(Stored data entries)
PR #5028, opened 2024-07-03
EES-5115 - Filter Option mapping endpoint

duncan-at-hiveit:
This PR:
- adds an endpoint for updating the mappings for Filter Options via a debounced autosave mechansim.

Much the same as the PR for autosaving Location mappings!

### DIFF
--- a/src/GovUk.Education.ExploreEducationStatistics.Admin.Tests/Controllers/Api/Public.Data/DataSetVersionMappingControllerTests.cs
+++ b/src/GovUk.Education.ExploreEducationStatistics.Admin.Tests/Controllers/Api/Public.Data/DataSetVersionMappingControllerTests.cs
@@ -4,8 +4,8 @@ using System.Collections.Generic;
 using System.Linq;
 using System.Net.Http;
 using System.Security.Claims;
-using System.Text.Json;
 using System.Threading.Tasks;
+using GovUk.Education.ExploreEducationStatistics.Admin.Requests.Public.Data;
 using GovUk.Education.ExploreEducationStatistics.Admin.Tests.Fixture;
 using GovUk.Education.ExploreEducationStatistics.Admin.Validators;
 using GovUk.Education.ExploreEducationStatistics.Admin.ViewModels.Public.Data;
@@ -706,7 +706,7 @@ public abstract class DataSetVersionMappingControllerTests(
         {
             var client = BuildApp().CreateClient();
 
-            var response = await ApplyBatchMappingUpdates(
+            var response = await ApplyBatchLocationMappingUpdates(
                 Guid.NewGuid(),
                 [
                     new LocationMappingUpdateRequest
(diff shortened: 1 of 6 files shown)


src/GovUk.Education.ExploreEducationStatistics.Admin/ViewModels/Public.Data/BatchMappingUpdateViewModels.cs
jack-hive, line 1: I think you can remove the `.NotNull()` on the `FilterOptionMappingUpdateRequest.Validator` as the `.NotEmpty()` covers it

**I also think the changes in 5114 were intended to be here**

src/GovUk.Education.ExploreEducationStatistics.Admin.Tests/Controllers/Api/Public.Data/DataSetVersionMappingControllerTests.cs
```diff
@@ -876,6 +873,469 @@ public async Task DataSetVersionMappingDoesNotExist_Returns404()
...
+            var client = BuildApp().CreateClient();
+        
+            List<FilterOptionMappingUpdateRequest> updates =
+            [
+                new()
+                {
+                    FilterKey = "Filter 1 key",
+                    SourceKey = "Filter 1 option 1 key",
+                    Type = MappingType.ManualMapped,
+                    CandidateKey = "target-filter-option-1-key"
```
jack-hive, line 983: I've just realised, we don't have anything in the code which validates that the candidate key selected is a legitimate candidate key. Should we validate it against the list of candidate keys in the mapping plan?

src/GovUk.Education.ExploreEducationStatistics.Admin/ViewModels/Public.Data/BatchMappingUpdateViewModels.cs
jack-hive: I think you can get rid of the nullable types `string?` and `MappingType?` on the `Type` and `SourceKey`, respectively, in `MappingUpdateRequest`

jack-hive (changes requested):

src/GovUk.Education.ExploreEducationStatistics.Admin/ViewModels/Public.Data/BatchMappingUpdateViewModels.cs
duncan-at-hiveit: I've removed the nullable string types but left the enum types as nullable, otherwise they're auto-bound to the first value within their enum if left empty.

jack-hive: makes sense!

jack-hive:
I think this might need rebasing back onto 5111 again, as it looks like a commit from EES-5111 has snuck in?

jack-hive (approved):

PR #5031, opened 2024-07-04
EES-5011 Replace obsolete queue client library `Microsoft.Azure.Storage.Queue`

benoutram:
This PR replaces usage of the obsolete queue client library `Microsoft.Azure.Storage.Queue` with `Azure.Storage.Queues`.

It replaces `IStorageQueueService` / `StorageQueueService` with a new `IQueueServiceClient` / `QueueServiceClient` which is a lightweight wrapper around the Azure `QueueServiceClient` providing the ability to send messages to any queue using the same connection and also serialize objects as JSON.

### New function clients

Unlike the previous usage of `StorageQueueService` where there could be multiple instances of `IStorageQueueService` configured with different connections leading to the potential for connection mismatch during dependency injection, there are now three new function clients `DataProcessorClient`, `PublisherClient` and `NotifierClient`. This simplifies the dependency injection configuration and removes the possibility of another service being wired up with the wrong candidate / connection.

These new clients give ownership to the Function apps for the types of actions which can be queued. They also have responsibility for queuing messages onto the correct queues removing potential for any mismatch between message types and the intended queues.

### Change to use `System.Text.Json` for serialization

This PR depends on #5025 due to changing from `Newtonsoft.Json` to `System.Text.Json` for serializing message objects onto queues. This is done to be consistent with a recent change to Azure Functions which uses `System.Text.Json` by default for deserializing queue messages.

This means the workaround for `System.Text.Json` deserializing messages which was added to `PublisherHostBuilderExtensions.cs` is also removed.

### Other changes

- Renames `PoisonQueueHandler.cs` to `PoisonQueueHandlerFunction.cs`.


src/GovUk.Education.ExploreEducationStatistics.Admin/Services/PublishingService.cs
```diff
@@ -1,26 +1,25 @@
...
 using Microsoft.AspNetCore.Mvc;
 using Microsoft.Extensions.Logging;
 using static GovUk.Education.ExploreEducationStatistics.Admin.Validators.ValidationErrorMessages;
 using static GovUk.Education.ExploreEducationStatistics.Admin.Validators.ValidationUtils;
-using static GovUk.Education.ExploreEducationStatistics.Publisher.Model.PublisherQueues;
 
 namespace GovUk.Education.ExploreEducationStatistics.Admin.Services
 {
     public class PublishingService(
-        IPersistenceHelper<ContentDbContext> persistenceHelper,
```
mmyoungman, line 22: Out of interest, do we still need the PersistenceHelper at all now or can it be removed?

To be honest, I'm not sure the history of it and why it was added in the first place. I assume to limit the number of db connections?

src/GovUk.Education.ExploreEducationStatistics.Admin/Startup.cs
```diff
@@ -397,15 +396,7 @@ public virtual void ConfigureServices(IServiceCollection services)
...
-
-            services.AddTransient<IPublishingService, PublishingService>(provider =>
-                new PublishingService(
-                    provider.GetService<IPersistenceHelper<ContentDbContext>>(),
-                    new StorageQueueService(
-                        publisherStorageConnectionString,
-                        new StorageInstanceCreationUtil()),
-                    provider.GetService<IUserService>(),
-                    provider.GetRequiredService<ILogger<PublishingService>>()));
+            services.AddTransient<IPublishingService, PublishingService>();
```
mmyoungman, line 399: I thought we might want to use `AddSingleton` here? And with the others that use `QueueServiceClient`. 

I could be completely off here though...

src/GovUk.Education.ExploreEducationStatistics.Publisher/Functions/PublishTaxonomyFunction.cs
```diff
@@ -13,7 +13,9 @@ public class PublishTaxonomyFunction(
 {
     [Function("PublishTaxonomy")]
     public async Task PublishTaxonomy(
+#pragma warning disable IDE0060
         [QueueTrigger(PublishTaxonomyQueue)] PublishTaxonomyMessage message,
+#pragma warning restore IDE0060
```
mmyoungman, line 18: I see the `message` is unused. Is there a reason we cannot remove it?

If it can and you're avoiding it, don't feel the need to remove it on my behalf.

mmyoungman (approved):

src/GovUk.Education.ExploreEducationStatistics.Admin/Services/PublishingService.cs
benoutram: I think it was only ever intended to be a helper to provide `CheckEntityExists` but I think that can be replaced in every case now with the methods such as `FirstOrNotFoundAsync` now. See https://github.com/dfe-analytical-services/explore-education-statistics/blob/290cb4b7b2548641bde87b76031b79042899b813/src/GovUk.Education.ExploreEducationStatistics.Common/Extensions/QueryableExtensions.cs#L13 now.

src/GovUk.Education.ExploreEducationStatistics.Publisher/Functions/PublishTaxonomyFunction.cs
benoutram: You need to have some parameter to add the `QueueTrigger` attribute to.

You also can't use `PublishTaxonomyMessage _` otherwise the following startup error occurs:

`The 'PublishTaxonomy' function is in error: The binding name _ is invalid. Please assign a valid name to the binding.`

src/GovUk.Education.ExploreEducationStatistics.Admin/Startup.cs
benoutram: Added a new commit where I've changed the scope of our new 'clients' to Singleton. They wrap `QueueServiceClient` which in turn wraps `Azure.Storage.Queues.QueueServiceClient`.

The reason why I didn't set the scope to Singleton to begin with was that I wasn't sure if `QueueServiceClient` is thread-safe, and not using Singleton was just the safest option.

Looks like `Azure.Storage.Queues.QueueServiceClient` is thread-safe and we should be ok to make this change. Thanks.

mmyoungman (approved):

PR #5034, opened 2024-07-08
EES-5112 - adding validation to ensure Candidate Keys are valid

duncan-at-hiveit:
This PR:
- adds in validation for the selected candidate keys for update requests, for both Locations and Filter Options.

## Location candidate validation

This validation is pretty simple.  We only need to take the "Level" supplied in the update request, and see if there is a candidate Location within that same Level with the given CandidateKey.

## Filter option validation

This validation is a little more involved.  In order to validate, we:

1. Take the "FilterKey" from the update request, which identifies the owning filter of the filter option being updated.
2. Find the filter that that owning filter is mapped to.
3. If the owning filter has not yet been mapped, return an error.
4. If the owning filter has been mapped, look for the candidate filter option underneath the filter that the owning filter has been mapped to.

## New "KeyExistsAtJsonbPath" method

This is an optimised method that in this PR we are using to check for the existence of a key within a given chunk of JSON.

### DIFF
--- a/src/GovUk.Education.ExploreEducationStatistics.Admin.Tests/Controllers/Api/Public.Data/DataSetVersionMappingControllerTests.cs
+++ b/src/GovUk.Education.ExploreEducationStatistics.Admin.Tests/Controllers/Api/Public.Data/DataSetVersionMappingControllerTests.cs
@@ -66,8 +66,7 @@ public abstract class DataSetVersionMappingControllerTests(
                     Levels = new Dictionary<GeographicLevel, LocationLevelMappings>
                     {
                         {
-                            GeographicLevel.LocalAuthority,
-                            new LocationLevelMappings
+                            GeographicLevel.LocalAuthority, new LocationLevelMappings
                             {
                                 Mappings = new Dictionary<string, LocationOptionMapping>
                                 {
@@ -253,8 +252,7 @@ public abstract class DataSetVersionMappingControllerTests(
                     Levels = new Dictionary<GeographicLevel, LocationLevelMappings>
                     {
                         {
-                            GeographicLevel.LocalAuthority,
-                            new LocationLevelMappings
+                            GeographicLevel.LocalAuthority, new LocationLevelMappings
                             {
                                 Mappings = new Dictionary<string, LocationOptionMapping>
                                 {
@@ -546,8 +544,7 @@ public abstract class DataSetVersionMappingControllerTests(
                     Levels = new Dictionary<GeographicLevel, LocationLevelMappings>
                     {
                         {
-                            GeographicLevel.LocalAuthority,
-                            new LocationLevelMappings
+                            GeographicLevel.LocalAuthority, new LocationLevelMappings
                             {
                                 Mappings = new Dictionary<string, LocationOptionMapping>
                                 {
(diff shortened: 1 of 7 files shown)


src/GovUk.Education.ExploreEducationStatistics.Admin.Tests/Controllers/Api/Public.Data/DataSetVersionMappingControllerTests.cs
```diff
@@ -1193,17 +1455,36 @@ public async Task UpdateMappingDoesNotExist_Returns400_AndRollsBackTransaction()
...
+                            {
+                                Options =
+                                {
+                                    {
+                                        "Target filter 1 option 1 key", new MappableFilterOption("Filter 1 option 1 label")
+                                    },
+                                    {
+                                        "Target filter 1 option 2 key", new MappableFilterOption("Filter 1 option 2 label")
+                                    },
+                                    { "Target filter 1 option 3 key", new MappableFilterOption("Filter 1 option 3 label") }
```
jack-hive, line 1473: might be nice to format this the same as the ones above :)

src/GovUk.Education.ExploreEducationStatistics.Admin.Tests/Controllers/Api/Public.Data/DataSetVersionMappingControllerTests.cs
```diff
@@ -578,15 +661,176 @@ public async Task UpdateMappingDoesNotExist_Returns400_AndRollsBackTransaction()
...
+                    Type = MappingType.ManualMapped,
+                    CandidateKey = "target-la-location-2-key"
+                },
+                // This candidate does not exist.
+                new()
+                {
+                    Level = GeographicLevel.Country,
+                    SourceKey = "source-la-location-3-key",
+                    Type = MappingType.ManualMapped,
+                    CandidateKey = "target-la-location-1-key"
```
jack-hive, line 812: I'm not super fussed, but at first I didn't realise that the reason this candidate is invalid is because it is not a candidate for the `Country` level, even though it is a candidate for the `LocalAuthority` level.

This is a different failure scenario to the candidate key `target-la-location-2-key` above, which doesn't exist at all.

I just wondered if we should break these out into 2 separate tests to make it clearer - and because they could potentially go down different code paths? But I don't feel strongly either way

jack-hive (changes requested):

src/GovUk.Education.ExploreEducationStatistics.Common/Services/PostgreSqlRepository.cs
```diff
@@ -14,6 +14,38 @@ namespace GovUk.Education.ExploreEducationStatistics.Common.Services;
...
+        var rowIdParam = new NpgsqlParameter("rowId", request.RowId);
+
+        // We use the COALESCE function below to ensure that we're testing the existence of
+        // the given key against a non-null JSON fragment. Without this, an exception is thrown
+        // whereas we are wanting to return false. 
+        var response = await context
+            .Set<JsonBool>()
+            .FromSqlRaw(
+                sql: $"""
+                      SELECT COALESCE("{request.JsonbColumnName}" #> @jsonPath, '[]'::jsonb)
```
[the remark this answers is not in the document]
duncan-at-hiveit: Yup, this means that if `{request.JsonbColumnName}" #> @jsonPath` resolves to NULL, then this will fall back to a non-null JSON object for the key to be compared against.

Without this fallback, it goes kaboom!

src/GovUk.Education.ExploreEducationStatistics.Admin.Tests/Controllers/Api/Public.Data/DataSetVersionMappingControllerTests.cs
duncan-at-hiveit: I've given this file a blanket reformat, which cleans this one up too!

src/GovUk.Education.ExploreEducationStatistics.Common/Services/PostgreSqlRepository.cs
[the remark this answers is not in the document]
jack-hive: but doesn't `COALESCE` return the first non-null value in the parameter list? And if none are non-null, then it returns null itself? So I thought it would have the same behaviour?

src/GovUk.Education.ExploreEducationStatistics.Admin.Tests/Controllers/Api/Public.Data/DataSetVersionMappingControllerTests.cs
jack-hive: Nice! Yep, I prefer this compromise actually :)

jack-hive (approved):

◆ ABOUT THIS EXERCISE ◆
Look through the records and copy down every line that holds "endpoint".

◆ REPLY TO THE TASK ◆
EES-5115 - Filter Option mapping endpoint
- adds an endpoint for updating the mappings for Filter Options via a debounced autosave mechansim.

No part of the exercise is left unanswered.